Short-axis images of rest and redistribution ²⁰¹Tl SPECT for patient who shows reversible perfusion defects in anterior and septal regions. In midventricular septum, CVR decreased after NTG spray from 151 to 126 mm Hg/(mL/min/g), whereas CVR did not significantly change in lateral wall with normal ²⁰¹Tl activity (130 vs. 132 mm Hg/[mL/min/g]).

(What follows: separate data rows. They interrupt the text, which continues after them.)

PR #160, opened 2026-03-13
feat: strict NamespacedName handling

choufraise:
In nAuth there are several places where we accept an empty namespace and where we then default to e.g. operator-, account- or other CR namespace. This is error-prone due to the risk of passing around "" namespace too deep before it's noticed. Introducing a domain model for dealing with validated Namespace and NamespacedName enabling stricter interfaces and the ability to fail faster with clear expectations.

### DIFF
--- a/cmd/main.go
+++ b/cmd/main.go
@@ -25,6 +25,7 @@ import (
 	"strconv"
 	"strings"
 
+	"github.com/WirelessCar/nauth/internal/domain"
 	"github.com/WirelessCar/nauth/internal/nats"
 	"sigs.k8s.io/controller-runtime/pkg/cache"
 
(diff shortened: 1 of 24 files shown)


cmd/main.go
```diff
@@ -265,7 +266,7 @@ func main() {
 		namespace = string(controllerNamespace)
 	}
 
-	accountConfig, err := account.NewConfig(operatorNatsCluster, namespace, defaultNatsURL)
+	accountConfig, err := account.NewConfig(operatorNatsCluster, domain.Namespace(namespace), defaultNatsURL)
```
henriropp: This is type conversion? Should use the constructor instead?

choufraise: There is no constructor for the `Namespace` struct as it's just an alias of `string`, hence this is the default "constructor" since I don't explicitly validate the value upon creation. Otherwise a `domain.NewNamespace(string) (Namespace, error)` would have made sense of course.

Issue #178, opened 2026-03-19
reconcile NatsCluster resources and validate cluster connectivity


choufraise:
## Summary

We need to start reconciling `NatsCluster` resources.

Right now, `NatsCluster` objects are not actively reconciled by the operator, which means they never reach a stable ready state from the operator's perspective. In practice, this leaves them stuck in `Progressing...` in e.g. Argo CD.

## Problem

A `NatsCluster` resource should represent a validated and usable NATS cluster target for NAuth, but today we do not verify that the referenced cluster is actually usable.

At minimum, the operator should verify:

1. that the referenced operator signing key secret exists
2. that the referenced Sys Account User Creds secret exists
3. that the Sys Account User Creds can be used to connect to the NATS cluster using the URL defined in the `NatsCluster` resource

Without this, the resource can exist in Kubernetes while still being invalid from NAuth's perspective.

## Proposed behavior

Add reconciliation for `NatsCluster` resources.

The reconciliation should:

- resolve the two required secrets
- read the NATS URL from the `NatsCluster` resource
- attempt to connect to the target NATS cluster using the Sys Account User Creds
- report readiness/status based on whether validation succeeds

If validation succeeds, the resource should become `Ready`.

If validation fails, the resource should surface a clear status/condition message describing what failed:
- missing operator signing key secret
- missing Sys Account User Creds secret
- invalid NATS URL
- failed NATS connection or authentication

## Why

This is needed so that `NatsCluster` reflects real operability instead of just declared configuration.

It will also prevent Argo CD from showing `NatsCluster` resources as perpetually `Progressing...`, and it gives users direct feedback when a cluster target is misconfigured.

## Acceptance criteria

- `NatsCluster` has a reconciler
- the reconciler validates presence of the required secrets
- the reconciler validates connectivity to the configured NATS URL using the Sys Account User Creds
- the resource exposes a meaningful `Ready` condition
- successful validation marks the resource as ready
- validation failures are surfaced through status/conditions with actionable messages
- Argo CD no longer leaves valid `NatsCluster` resources stuck in `Progressing...`

## Notes

This should be a lightweight validation reconciler, not a controller that manages the external NATS cluster itself.

PR #188, opened 2026-03-20
feat: reconcile NatsCluster resources and validate cluster connectivity

choufraise:
## Summary

Add reconciliation for `NatsCluster` resources so their status reflects whether the referenced cluster is actually usable by NAuth.

## Why

`NatsCluster` resources were not being actively reconciled, which meant they could remain in a perpetual `Progressing` state in Argo CD without any real validation from the operator.

This PR makes `NatsCluster` readiness meaningful by validating that the referenced configuration is complete and that the target cluster can actually be reached with the configured system account credentials.

## What Changed

- added status support for `NatsCluster`, including `Ready` conditions
- prepared the core cluster management code for broader `NatsCluster` responsibilities
- added core validation of `NatsCluster` resources:
  - resolve the NATS URL
  - verify the operator signing key secret exists and is valid
  - verify the system account user creds secret exists and is valid
  - connect to the cluster using the configured system account user creds
  - perform a lightweight `$SYS` ping to verify system-account-level access
- added a `NatsCluster` controller that reconciles the resource and reports the validation result through status
- wired the new reconciler into the manager
- added controller and core test coverage for the new validation and reconciliation path
- updated the e2e cluster-ref test to assert that the `NatsCluster` is reconciled successfully
- fixed manager RBAC so the operator can update `natsclusters/status`

## Notes

The new controller tests are still written with Ginkgo to stay consistent with the existing controller test suite until the remaining controller tests have been migrated to Testify as part of #183.

Closes: #178

### DIFF
--- a/internal/adapter/inbound/controller/account_test.go
+++ b/internal/adapter/inbound/controller/account_test.go
@@ -58,7 +58,7 @@ var _ = Describe("Account Controller", func() {
 		ctx := context.Background()
 
 		BeforeEach(func() {
-			operatorVersion = "0.0-SNAPSHOT"
+			operatorVersion = testOperatorVersion
 			_ = os.Setenv(EnvOperatorVersion, operatorVersion)
 
 			accountManagerMock = &AccountManagerMock{}
--- a/internal/adapter/inbound/controller/constants_test.go
+++ b/internal/adapter/inbound/controller/constants_test.go
@@ -1,0 +1,5 @@
+package controller
+
+const (
+	testOperatorVersion = "0.0-SNAPSHOT"
+)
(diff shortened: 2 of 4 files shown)


api/v1alpha1/natscluster_types.go
```diff
@@ -74,15 +74,39 @@ type NatsClusterSpec struct {
 	SystemAccountUserCredsSecretRef SecretKeyReference `json:"systemAccountUserCredsSecretRef"`
 }
 
+// NatsClusterStatus defines the observed state of NatsCluster.
```
kejne: **note:** Good to regenerate the crd documenentation as well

MBF tended to increase after NTG spray in the segments with a reversible ²⁰¹Tl defect despite the decline in perfusion pressure after NTG spray, but the increase was not significant (0.84 ± 0.28 to 0.88 ± 0.22 mL/min/g, P = 0.395) (Fig. 2). MBF did not significantly change in segments with a mild-to-moderate irreversible ²⁰¹Tl defect (0.66 ± 0.27 to 0.64 ± 0.22 mL/min/g, P = 0.917). Notably, CVR showed a significant reduction after NTG in segments with a reversible ²⁰¹Tl defect (141 ± 50 to 114 ± 29 mm Hg/[mL/min/g], P = 0.004) (Figs. 3 and 4) and in those with a mild-to-moderate irreversible ²⁰¹Tl defect (165 ± 64 to 149 ± 60 mm Hg/[mL/min/g], P = 0.003) (Fig. 3).

In the segments with a severe irreversible ²⁰¹Tl defect, NTG decreased MBF (0.52 ± 0.17 to 0.42 ± 0.07 mL/min/g, P = 0.024) (Fig. 3) without changing CVR (215 ± 47 to 230 ± 20 mm Hg/[mL/min/g], P = 0.297) (Fig. 4).